Radiohead's Warm Glow (or how economists don't understand tipping) - chaostheory
http://www.nytimes.com/2007/10/14/opinion/14sun3.html?ex=1350014400&en=304f58c7e0c1a3a2&ei=5090&partner=rssuserland&emc=rss

======
Tichy
I think that article was quite stupid. Sorry, but I didn't pay because I felt
like tipping. I paid for inrainbows for the following reasons:

1.) I want radiohead to make more albums, so I wanted to show them that it is
worth doing so. 2.) I want to hurt the RIAA (and other evil players) by
showing them that they are not necessary anymore. Ideally, the success of the
inrainbows scheme would lead to copycats, meaning more cheap and free music
for me.

I think those reasons are perfectly rational. It pisses me off (sorry, but
really!) if wannabe economists claim that rational beings should pay nothing.

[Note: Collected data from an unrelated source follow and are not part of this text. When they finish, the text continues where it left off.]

PR #6173, opened 2017-01-25
(#5572) - support IDB in Safari 10.1+

nolanlawson:
Safari 10.1 [has shipped](https://developer.apple.com/library/prerelease/content/releasenotes/General/WhatsNewInSafari/Articles/Safari_10_1.html), with full and performant support for IndexedDB. There's no reason I'm aware of that we should continue supporting WebSQL.

I think it would be prudent, though, to ensure that our tests are passing in SauceLabs. This PR may fail; I'm not sure if SauceLabs supports 10.1 yet.

WebSQL will still be tested in PhantomJS, which should be good enough until we can gracefully deprecate the WebSQL adapter entirely.

### DIFF
--- a/.travis.yml
+++ b/.travis.yml
@@ -83,7 +83,7 @@ env:
   # Testing in saucelabs
   - CLIENT=saucelabs:chrome COMMAND=test
   - FETCH=1 CLIENT=selenium:firefox:47.0.2 COMMAND=test
-  - CLIENT=saucelabs:safari:10.1 COMMAND=test
+  - CLIENT=saucelabs:safari:10 COMMAND=test
   - CLIENT="saucelabs:internet explorer:10:Windows 8" COMMAND=test
 
   # split up the android+iphone tests as it goes over time
--- a/.travis.yml
+++ b/.travis.yml
@@ -83,7 +83,7 @@ env:
   # Testing in saucelabs
   - CLIENT=saucelabs:chrome COMMAND=test
   - FETCH=1 CLIENT=selenium:firefox:47.0.2 COMMAND=test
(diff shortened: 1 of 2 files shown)


nolanlawson:
Safari 10.1 is not available in Sauce Labs yet. Marking as WIP

nolanlawson:
Just checked again, still can't get a later Safari version in Sauce Labs than 10.0. :confused:

nolanlawson:
Just tested locally in Safari 10.1, and tons of tests are failing, both http and local. Looks like there's still something funky going on in Safari.

nolanlawson:
Nope, I can consistently reproduce. Looks like something to do with Blobs/ArrayBuffers is broken in Safari, because the attachment tests for both http and local fail.

nolanlawson:
re-running Travis to see if saucelabs has added support by now

nolanlawson:
Looks like SauceLabs still doesn't support Safari 10.1. 😞

janl:
Are we in contact with them? I’d be happy to run point on this.

nolanlawson:
Yeah I know Gavin on their team; he has asked for Edge features in the
past. :) I'll email him and bug him

-----
Nolan Lawson
http://nolanlawson.com

nolanlawson:
ah wait it may just be that saucelabs calls it "10" but they give you 10.1 or later. this needs a retry

nolanlawson:
we'll have to check the user agent on that test to see if it's actually 10.1+ ^

janl:
@nolanlawson like so? https://github.com/pouchdb/pouchdb/pull/6527

daleharvey:
Would love to get back to this but closing out inactive PR's (easier to focus)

Nor is tipping very puzzling: it guarantees that I get a friendly waitress in
the restaurant, because if she is treating me badly, there will be no tip. OK,
you have to think around several corners (ie pay it forward) to realize that,
but the whole society works that way. It is not an impossible train of
thoughts. If I don't tip, my fellow humans will suffer (angry cab driver), so
if they hear about it, they will punish me. I think in the US waiters even
come after you shouting if you don't tip.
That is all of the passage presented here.